Development of Impedance Measurement Unit for 1 kV DC and 800 V AC Systems
The small-signal instability of ac-dc power systems with multiple power electronics converters interconnected can be effectively analyzed by applying a Nyquist criterion to their small signal terminal impedances. The impedance measurement unit (IMU) is a professional setup used to characterize the terminal impedance of both the source subsystem and the load subsystem. The IMU injects a small perturbation signal at various selected frequencies into the system, while corresponding responses of current and voltage at the subsystem terminals are recorded and then processed to compute subsystem impedances over the frequency range of interest.

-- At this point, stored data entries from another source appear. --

PR #608, opened 2023-10-20
CIP-???? | Deterministic universal almost-unique Plutus Constructors

nielstron:
OpShin has recently gone the path of redefining the way it uses constructor ids internally to distinguish types. Since the implementation is language agnostic, we provide the specification here for other languages or applications to adopt as they see suitable.

-------------------------------------------------------------------------------------------------------------------------------------------------------------

([rendered proposal in branch](https://github.com/OpShin/CIPs/blob/constr_ids/CIP-%3F%3F%3F%3F/README.md))

### DIFF
--- a/CIP-????/README.md
+++ b/CIP-????/README.md
@@ -28,7 +28,9 @@ License: CC-BY-4.0
 Note: I will use record / Plutus Data exchangibly throughout the document.
 
 ## Abstract
-Plutus Constructor IDs are currently heavily focused around their origin in Haskell. They are usually used to distinguish different constructors of a single declared datatype.
+Plutus Data on Cardano represent product types and are usually identified on chain by a combination of a constructor ID and their fields, 
+i.e. for `type OptionalInt = None | Some (x:Integer)` we would get Plutus Data representing `None` with constructor ID 0 and no fields as well as Plutus Data representing `Some n` with constructor ID 1 and a single field with value `n` (an integer).
+The existence and declaration of these constructor IDs are currently heavily focused around their origin in Haskell. They are usually used to distinguish different constructors of a single declared datatype.
 In contrast, one may introduce universally recognized datatypes that are identified by a unique constructor id and can be expected to behave in a specified way (i.e. contain specific fields with specific types).
 For this purpose, we introduce a generic way to compute an almost unique, deterministic and universal constructor id for objects based on their name and field types.
 Note that it is not expected that every language adopts this standard as a default (i.e. for Haskell-like languages there might not be much use of it).
@@ -86,8 +88,8 @@ It must also explain how the proposal affects the backward compatibility of exis
 We definetly want a few properties on the CONSTR_IDs
 
 - _small_: ideally the constr_id integer should be as small as possible, as smaller integers are encoded more efficiently in CBOR and save the end user minutxo and txfees (constr_ids are encoded as the cbor tag up to 7 bit size, after that encoded as generic integer)
-- _unique_: There should be as little overlap with other values as possible, so that we can group together classes in unions without having to worry about setting/overwriting the constr id. This is reflected by the unique choice of identifiers in `ustr`.
-- _deterministic_: Datatypes that are defined in libraries may be imported in arbitrary contexts. the constr_id must therefore not depend on i.e. what other Unions the datatype is being used in or what other datatypes are declared in its surroundings. This rules out the Haskell approach and any automatically incrementing global counters.
+- _unique_: There should be as little overlap with other values as possible, so that we can group together classes in unions without having to worry about setting/overwriting the constr id. This is reflected by the unique choice of identifiers in `ustr` and rules out the traditional Haskell approach.
+- _deterministic_: Datatypes that are defined in libraries may be imported in arbitrary contexts. the constr_id must therefore not depend on i.e. what other Unions the datatype is being used in or what other datatypes are declared in its surroundings. This rules out any automatically incrementing global counters.
 
 Note that the implementation first computes a `ustr` in human readable form and then transforms it into an integer. This is intentional, since the alternatives (directly computing a large unique number or similar approaches) are much more difficult to debug.
 
--- a/CIP-????/README.md
+++ b/CIP-????/README.md
@@ -7,7 +7,7 @@ Authors:
     - Niels Mündler <niels@opshin.dev>
 Implementors: [Niels Mündler <niels@opshin.dev>]
 Discussions:
-    - https://github.com/cardano-foundation/cips/pulls/?
+    - https://github.com/cardano-foundation/CIPs/pull/608
 Created: 2023-10-20
 License: CC-BY-4.0
 ---
--- a/CIP-????/README.md
+++ b/CIP-????/README.md
@@ -93,7 +93,7 @@ We definetly want a few properties on the CONSTR_IDs
 
 Note that the implementation first computes a `ustr` in human readable form and then transforms it into an integer. This is intentional, since the alternatives (directly computing a large unique number or similar approaches) are much more difficult to debug.
 
-To ensure that this does not only take the structural definition but also the intended usage into account, names of records are taken into account for the computation.
+To ensure that there is no accidental overlap in constructor ids due to having same fields in different applications (i.e. `NegInfPosixTime` and `PosInfPosixTime` without any fields), names of records are taken into account for the computation of the constructor id.
 
 There is no issue with backwards compatability when adopting this implementation as an opt-in choice for users.
 PlutusTx and most other languages allow explicitly setting the constructor id of objects anyways.
--- a/CIP-????/README.md
+++ b/CIP-????/README.md
@@ -57,17 +57,26 @@ The following function describes how to compute `ustr(X)` for a type recursively
 ```
 ustr(bytes) := "bytes"
 ustr(integer) := "int"
-ustr(PlutusData) := "any"  // This covers the case where the structure of the object is now known from the perspective of the class, i.e. when any BuiltinData is allowed
-ustr(list) := "list"  // This covers the case where the type of the elements in the list are not known in advance
+// This covers the case where the structure of the object is now known from the perspective of the class, i.e. when any BuiltinData is allowed
+ustr(PlutusData) := "any"
+  // This covers the case where the type of the elements in the list are not known in advance
+ustr(list) := "list"
+
 ustr(list<X>) := "list<" + ustr(X) + ">
+
 ustr(map<X,Y>) := "map<" + ustr(X) + "," + ustr(Y) + ">"
+
 ustr(union<X,Y,...,Z>) := "union<" + ustr(X) + "," + ustr(Y) + "," + ... + "," + ustr(Y) + ">"
-ustr(constr(name)<id, fields[f1:X,f2:Y,...,fn:Z]>) := "cons[" + name + "](" + str(id) + ";" + f1 + ":" + ustr(X) + "," + f2 + ":" + ustr(Y) + "," + ... + "," + fn + ":" + ustr(Z) + ")"
+
+ustr(constr(name)<id, fields[f1:X,f2:Y,...,fn:Z]>) :=
+    "cons[" + name + "](" + str(id) + ";"
+    + f1 + ":" + ustr(X) + "," + f2 + ":" + ustr(Y) + "," + ... + "," + fn + ":" + ustr(Z) +
+    ")"
 ```
 
 Where `name` and `f1` to `fn` refer to the name of the record and the names of its fields respectively.
 Since the constructor id of a records is not known when computing its constructor id, the constructor id string is set to `_` for this computation.
-As an example, the constructor id of record `A` with fields `b` (record `B`, constructor id 5 with one integer field `i`) and `c` (integer) would result in `ustr(A) = ustr(constr(A)<_,fields[b:B,c:integer]>) = "cons[A](_;b:" + ustr(constr(B)<5,fields[i:integer]>) + ",c:int)" = "cons[A](_;b:cons[B](i:int),c:int)".
+As an example, the constructor id of record `A` with fields `b` (record `B`, constructor id 5 with one integer field `i`) and `c` (integer) would result in `ustr(A) = ustr(constr(A)<_,fields[b:B,c:integer]>) = "cons[A](_;b:" + ustr(constr(B)<5,fields[i:integer]>) + ",c:int)" = "cons[A](_;b:cons[B](i:int),c:int)"`.
 
 ## Rationale: how does this CIP achieve its goals?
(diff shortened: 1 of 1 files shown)


CIP-????/README.md
```diff
@@ -0,0 +1,113 @@
+---
+CIP: ?
+Title: Deterministic universal almost-unique Plutus Constructors
+Category: Plutus
+Status: Proposed
+Authors:
+    - Niels Mündler <niels@opshin.dev>
+Implementors: [Niels Mündler <niels@opshin.dev>]
```
rphair, line 8:
```suggestion
Implementors:
    - Niels Mündler <niels@opshin.dev>
```
What you submitted may be correct YAML but CIP-0001 indicates 1 entry per line (for consistency, readability & parseability).

But @nielstron I wouldn't commit this yet since I don't think our current process can list your as an implementor.  I would happily stand corrected on this (@KtorZ @michaelpj)... especially since I don't work directly with Plutus... but regardless of its implementation in something like OpShin, wouldn't this only be "Implemented" when added to Plutus Core (something you can't do yourself)?

rphair (commented):
Thanks @nielstron - seems detailed & well presented enough to be technically considerable.

~First can you please review these guidelines for `Plutus` proposals - since they have to adhere to [some process considerations](https://github.com/cardano-foundation/CIPs/tree/master/CIP-0035#processes) to facilitate Plutus acceptance & implementation?  To begin with, there are a few items missing from _Path to Active_~ (**edit:** confirmed no core changes)

~Meanwhile~ maybe @michaelpj @L-as @KtorZ can review the idea itself, plus anyone else they can tag from the Plutus teams (I may not be current on this; it's been a while since someone submitted a Plutus CIP).

CIP-????/README.md
nielstron: This proposal does not require any changes or implementation to Plutus Core. It is more of a statement on how to handle situations that arise when dealing with different implementations or usages of the same contract across different languages.

rphair: excellent @nielstron, thanks 😎

rphair:
@nielstron I've put this on the agenda for initial review at next CIP meeting: https://hackmd.io/@cip-editors/76

CIP-????/README.md
```diff
@@ -0,0 +1,113 @@
...
+
+-->
+
+Note: I will use record / Plutus Data exchangibly throughout the document.
+
+## Abstract
+Plutus Constructor IDs are currently heavily focused around their origin in Haskell. They are usually used to distinguish different constructors of a single declared datatype.
+In contrast, one may introduce universally recognized datatypes that are identified by a unique constructor id and can be expected to behave in a specified way (i.e. contain specific fields with specific types).
+For this purpose, we introduce a generic way to compute an almost unique, deterministic and universal constructor id for objects based on their name and field types.
+Note that it is not expected that every language adopts this standard as a default (i.e. for Haskell-like languages there might not be much use of it).
```
effectfully, line 34: How is Haskell different here?

CIP-????/README.md
```diff
@@ -0,0 +1,113 @@
...
+This is currently implemented manually, which is tedious and a potential source of errors.
+
+## Specification
+<!-- The technical specification should describe the proposed improvement in sufficient technical detail. In particular, it should provide enough information that an implementation can be performed solely on the basis of the design in the CIP. This is necessary to facilitate multiple, interoperable implementations. This must include how the CIP should be versioned. If a proposal defines structure of on-chain data it must include a CDDL schema in it's specification.-->
+The deterministic, universal and almost-unique Plutus constructors are computed recursively based on the type definition of a record.
+We first compute a string `ustr(X)` based on the type definition of X. Then we perform a sha256 hash on the UTF8 encoding of this string and interpret the resulting hex digest as a big endian encoded integer.
+The integer is taken modulo 2^32. The resulting integer is the almost-unique, universal, deterministic constructor id of the plutus datum.
```
effectfully, line 53: Any discussion on what happens in case of collision?

CIP-????/README.md
```diff
@@ -0,0 +1,113 @@
...
+- Plutus   | Changes or additions to Plutus
+- Ledger   | For proposals regarding the Cardano ledger (including Reward Sharing Schemes)
+- Catalyst | For proposals affecting Project Catalyst / the Jörmungandr project
+
+-->
+
+Note: I will use record / Plutus Data exchangibly throughout the document.
+
+## Abstract
+Plutus Constructor IDs are currently heavily focused around their origin in Haskell. They are usually used to distinguish different constructors of a single declared datatype.
```
effectfully, line 31: This section lacks an elaborate example, like an actual `Data` object. It took me a while to figure out what you mean by a constructor ID and I'm a Plutus developer.

CIP-????/README.md
```diff
@@ -0,0 +1,113 @@
...
+- _deterministic_: Datatypes that are defined in libraries may be imported in arbitrary contexts. the constr_id must therefore not depend on i.e. what other Unions the datatype is being used in or what other datatypes are declared in its surroundings. This rules out the Haskell approach and any automatically incrementing global counters.
+
+Note that the implementation first computes a `ustr` in human readable form and then transforms it into an integer. This is intentional, since the alternatives (directly computing a large unique number or similar approaches) are much more difficult to debug.
+
+To ensure that this does not only take the structural definition but also the intended usage into account, names of records are taken into account for the computation.
+
+There is no issue with backwards compatability when adopting this implementation as an opt-in choice for users.
+PlutusTx and most other languages allow explicitly setting the constructor id of objects anyways.
```
effectfully, line 97: Yes, but I feel like we've always viewed constructors ids as constructor _indices_. We're discussing the possibility of converting `Data` objects to SOPs via a builtin and this can only work if constructor ids are interpreted as indices. I'll ask the team about the perspective that you bring, it's certainly new to me.

effectfully (commented):
This subverts my entire intuition on what a `Data` object means. Which is fine, evidently my intuition wasn't covering some of the ways people use `Data` objects. I'll bring this CIP to the team and get back to you once we've discussed it nternally. Thank you for submitting it!

CIP-????/README.md
michaelpj: There is nothing that necessitates any particular interpretation of the integers in a `Constr`. We have generally assumed they will be indices: in particular, favouring small numbers is a reflection of that (also see https://www.ietf.org/id/draft-bormann-cbor-notable-tags-09.html#name-enumerated-alternative-data).

The point about conversion to SOPs is a good one. If we are able to offer a fast conversion from `Data` to SOPs, then you really will want to use indices rather than arbitrary ids (since if you want to case analyze the constructor with tag n, you need to provide alternatives for all of the n-1 previous tags too!).

michaelpj (commented):
This seems fine, if it's what you want. It doesn't seem massively appealing to me, but that's okay if other people want to use it. Naming data types and constructors via their transitive structural hash a la [unison](https://www.unison-lang.org/) isn't a crazy idea.

I think the proposal could do with discussing what (to me) is the obvious alternative: wrapping. In the Haskell world, if I want to have either a type T or a type U, I write
```
data TorU = ItsT T | ItsU U
```
This corresponds to adding another layer of constructor tagging to tell me which one I'm looking at, so there's no problem if T and U use the same tags (and indeed, the actual implementation of Haskell very much does use constructor tags in this way). This doesn't seem much worse to me than anonymous unions, and it avoids the problem of tag clashes entirely. 

So the usefulness of this proposal is limited to cases where you really want use values of various overlapping types interchangeably, and wrapping isn't acceptable. The use cases aren't really clear enough for me to say whether or not that's common.

rphair:
Adding to https://github.com/cardano-foundation/CIPs/pull/608#issuecomment-1810601563 from CIP Editors' meeting today, where it was also brought up, that @nielstron we would be interested in seeing responses to the reviews already presented before we can more fully consider this as a CIP.  Until then it does seem like it could instead be a useful "best practice" document with a good idea that might not be compelling for others to adopt.

CIP-????/README.md
```diff
@@ -0,0 +1,113 @@
...
+
+The following function describes how to compute `ustr(X)` for a type recursively.
+
+```
+ustr(bytes) := "bytes"
+ustr(integer) := "int"
+// This covers the case where the structure of the object is now known from the perspective of the class, i.e. when any BuiltinData is allowed
+ustr(PlutusData) := "any"
+  // This covers the case where the type of the elements in the list are not known in advance
+ustr(list) := "list"
```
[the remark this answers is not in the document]
effectfully: > why isn't that `list<data>`?

Hm, I had this comment as well, but either I failed to hit "comment" or GitHub lost it (it's been glitchy lately for me).

CIP-????/README.md
```diff
@@ -0,0 +1,113 @@
...
+
+ustr(union<X,Y,...,Z>) := "union<" + ustr(X) + "," + ustr(Y) + "," + ... + "," + ustr(Y) + ">"
+
+ustr(constr(name)<id, fields[f1:X,f2:Y,...,fn:Z]>) :=
+    "cons[" + name + "](" + str(id) + ";"
+    + f1 + ":" + ustr(X) + "," + f2 + ":" + ustr(Y) + "," + ... + "," + fn + ":" + ustr(Z) +
+    ")"
+```
+
+Where `name` and `f1` to `fn` refer to the name of the record and the names of its fields respectively.
```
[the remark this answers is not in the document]
effectfully: > Commented later, but: you have to have either the name or the id of the constructor, otherwise you can't distinguish two constructors with the same fields. And the whole point of this proposal is to not set the ids, so it has to be names.

I mean, you can get the hash of a constructor from the structure of the data type (`\a -> Either a ()` for both the example types) and the id of the constructor.  You don't need to globally specify the id this way, just for the purpose of computing a hash (and the way hashes are computed can be arbitrary as long as they're almost unique). Or am I misunderstanding it?

CIP-????/README.md
```diff
@@ -0,0 +1,113 @@
...
+Since the constructor id of a records is not known when computing its constructor id, the constructor id string is set to `_` for this computation.
```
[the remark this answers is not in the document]
nielstron: I agree its a bit weird... but I do want to distinguish between classes with same names and fields but different constructor ids to avoid nasty suprises to the user.

class A:
  CONSTR_ID = 0

B = A

class A:
  CONSTR_ID = 1
  
class X:
   x: Union[A, B]
   
If it is pulled out of the ustr for constructors then we loose modularity of the function :thinking:

CIP-????/README.md
```diff
@@ -0,0 +1,113 @@
...
+
+## Rationale: how does this CIP achieve its goals?
+<!-- The rationale fleshes out the specification by describing what motivated the design and what led to particular design decisions. It should describe alternate designs considered and related work. The rationale should provide evidence of consensus within the community and discuss significant objections or concerns raised during the discussion.
+
+It must also explain how the proposal affects the backward compatibility of existing solutions when applicable. If the proposal responds to a CPS, the 'Rationale' section should explain how it addresses the CPS, and answer any questions that the CPS poses for potential solutions.
+-->
+We definetly want a few properties on the CONSTR_IDs
+
+- _small_: ideally the constr_id integer should be as small as possible, as smaller integers are encoded more efficiently in CBOR and save the end user minutxo and txfees (constr_ids are encoded as the cbor tag up to 7 bit size, after that encoded as generic integer)
```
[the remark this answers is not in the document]
nielstron: Types will definitely perform worse on space, I assume most (i.e. roughly 50%) of tags will have size around 2^32. Small refers to these tags being smaller than i.e. 64 bytes (like a script or datum hash). Likely doing modulo 2^64 would not make a big difference on size/cost either but improve uniqueness, so I am looking into adding this as a change.

CIP-????/README.md
nielstron: In Python it is common to declare SoP / Unions after the declaration of the specific types i.e.

```python
class A

class B

class C

AB = Union[A, B]
ABC = Union[A, B, C]
```

In Haskell the definition of the SoP/Union at the same time declares the involved alternatives, hence all involved alternatives are known at the time of declaration

```haskell
data AB = A | B
data ABC = A | B | C -- I guess this would throw an error for redeclaring the constructors A and B?
```

CIP-????/README.md
nielstron: In case of collision during declaration of Sum Type, the compiler has to deny compilation and ask the user to manually declare a constructor id for the involved types. I think this is rare enough to have practically no impact on computation. Regarding attacks I don't think this schema is more vulnerable than any other schema. In the current Plutus schema constructor id overlaps are practically omnipresent (though never in any sum types that occur in the compiled contract)

CIP-????/README.md
nielstron: This sounds like it can become a major issue for the compatability with native SOP.

CIP-????/README.md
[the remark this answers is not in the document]
nielstron: I think this is a valid point. I am currently looking towards making this be compatible with the CIP57 definitions. However CIP57 does not make reproducibility a big thing (i.e. concrete ordering of JSON map elements does usually not matter) however here it is relevant - a re-definition or at least specifictation of a "canonical" blueprint from which to hash is unavoidable.

CIP-????/README.md
```diff
@@ -0,0 +1,113 @@
...
+- _unique_: There should be as little overlap with other values as possible, so that we can group together classes in unions without having to worry about setting/overwriting the constr id. This is reflected by the unique choice of identifiers in `ustr`.
+- _deterministic_: Datatypes that are defined in libraries may be imported in arbitrary contexts. the constr_id must therefore not depend on i.e. what other Unions the datatype is being used in or what other datatypes are declared in its surroundings. This rules out the Haskell approach and any automatically incrementing global counters.
```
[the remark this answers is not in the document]
nielstron: Yes thats correct.

rphair:
@nielstron as far as I can tell, the last 2 commits https://github.com/cardano-foundation/CIPs/pull/608/commits/5d7861c246610535ec0943d42e1b9394a5366d0f & https://github.com/cardano-foundation/CIPs/pull/608/commits/1723c1bb086d069ba1bbc856089c738fd8075528 haven't addressed the feedback that I tried to summarise in https://github.com/cardano-foundation/CIPs/pull/608#issuecomment-1811720014 9 months ago.

We are tagging some proposals `Abandoned` but we never tagged this one `Waiting for Author` first (I'm trying this week to overhaul our editing process with tagging stale PR's) so I'm applying that tag now.  I expect that you can address the review points above (please make some notes in the relevant conversations) or explain why the points have all addressed.

It's just a matter of explaining your points clearly I believe... once we see that this is done we can put it back on the CIP meeting agenda to look at promoting it to a candidate; if no further progress the next few weeks it will probably be moved onto the `Abandoned` list & closed soon afterward.

rphair:
@nielstron let's make one last call for updates before closing this as "abandoned" but please if you are interested in pursuing this then respond to the last comment & we'll plug it back into the review process.

nielstron:
Hi @rphair ,
I don't have time to work on this CIP anymore, so feel free to tag it as abandoned.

Fig. 1 shows the IMU power-stage topology capable of characterizing impedances of 1 kV dc and 800 V ac networks in the frequency range of 10 Hz1 kHz. The power-stage comprises three power electronics building blocks (PEBBs) and a switching network. Each PEBB is an H-bridge converter with maximum 200 A current capability and 1 kV-rated dc-side voltage and is built using 1.7-kV SiC MOSFET. By configuring the state of the switching network, the IMU can work in shunt current and series voltage injection mode, both of which are needed to accurately measure subsystem impedances. In shunt mode, PEBBs are configured as a five-level cascaded H-bridge converter with 3 kV dc voltage in total to inject current perturbation for source impedance characterization. In se- ries mode, PEBBs are configured as a parallel-interleaved converter to inject voltage perturbation for load impedance characterization, and controlled to equally share the system current. The IMU control is implemented based on the distributed control scheme in which PWM signals of each PEBB are generated by a local slave controller, and a master controller connects with all slave controllers through a ring-type communication network to obtain circuit states and realize high-level control. The IMU is designed and implemented with a modular and scalable structure and consequently can be extended to medium voltage level.
A hardware prototype has been bulit as shown in Fig. 2 and tested at the rated working condition to validate its impedance iditi- fication capability.